First, let’s define what DaaS solutions entail. Device-as-a-Service is acquiring typical hardware devices (i.e., laptops, tablets, desktops and other hardware) along with a variety of services and software for a monthly subscription fee. This is contrast to a more traditional model where a business would be pay upfront for the device.
But how is a DaaS solution any different than a normal lease agreement? Before we get into a comparison, we will provide the definition of a lease.
According to Cambridge Dictionary a lease is defined as:
“An agreement to pay money in order to use land, a building, a vehicle, or a piece of equipment for a particular period of time.”
This may sound a lot like a DaaS agreement. While a Device-as-a-Service agreement has some attributes of a lease, it also has a lot of other components such as built-in upgrade cycles, service, and device management.
Let’s take a look at some of the main differences between a DaaS agreement and a standard equipment lease agreement.
1. No option to own
With a DaaS agreement, there is no intent or option for an organization to own the devices. They are simply paying to use the equipment for the term of the agreement and at the end of that term they will be upgraded to the most current device for a similar monthly payment. This evergreen strategy is beneficial for several reasons. DaaS agreements simplify the management of the devices throughout the lifecycle of the agreement including procurement, provisioning, managing and the support and maintenance of the devices. This allows businesses to focus on their business objectives rather than the management of their devices. In addition, as equipment ages, the cost of repairs increases and so does the costs for lost time as employees encounter issues due to older devices.
With a lease agreement, the customer either owns or has the option to own the equipment at the end of term.
A DaaS agreement includes the ability for businesses to scale down if a change occurs within the business. There are usually set acceptable percentages within the agreement, but it affords organizations the ability to reduce their subscription if the need arises. Of course, scaling up is also included part of the agreement.

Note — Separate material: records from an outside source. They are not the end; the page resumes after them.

PR #2303, opened 2024-03-14
Disable vanilla array buttons when readonly

joefreeman:
This updates the vanilla array controls (`TableArrayControl` and `ArrayControlRenderer`) to disable the buttons (for adding/removing/moving items) when the control is set to readonly (otherwise the data can be updated while readonly).

To (manually) test this, I've updated the examples to support setting the `readonly` property of the `<JsonForms>`, and added toggle actions to a couple of the array examples. (Not sure if there's a better way to do this?)

### DIFF
--- a/packages/examples/src/example.ts
+++ b/packages/examples/src/example.ts
@@ -41,6 +41,7 @@ export interface ExampleDescription {
   config?: any;
   actions?: { label: string; apply: (props: StateProps) => any }[];
   i18n?: JsonFormsI18nState;
+  readonly?: boolean;
 }
 
 export interface StateProps {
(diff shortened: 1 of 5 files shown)


sdirix (commented):
Thanks for the contribution :heart:! Works for me!

Adapting the examples is great and allows to easily test the new functionality manually, thanks :+1:!

Please also add a unit test so that the new behavior is safe from regressions.

lucas-koehler:
@sdirix @joefreeman I added tests that check that buttons are rendered with expected enabled and disabled state for enabled/disabled controls.

sdirix (approved):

A lease agreement does not provide the option to scale down. If your have devices that are not being used, you still have to pay the monthly cost.
3. Ability to include support and services
Part or the benefit of the DaaS model is that the subscription includes services and support and therefore the agreement allows for the inclusion of those costs within the monthly subscription fee.
Lease agreements will allow a limited dollar amount of services to be included normally within 15% of the total lease value. The services that are normally included in a lease agreement would include things such as implementation and professional services. They do not normally include proactive services such as patching, updating, monitoring, maintenance, and helpdesk.
4. Consolidated Billing
DaaS agreements allow for the consolidation of the monthly costs of the device, services and software.
Lease agreements normally do not have this option available.
As you can see Device-as-a-Service programs is different from lease agreements. The right option for depends on the business outcomes an organization is looking for. Understanding the end results that are being sought is a critical step in determining the best option for the business.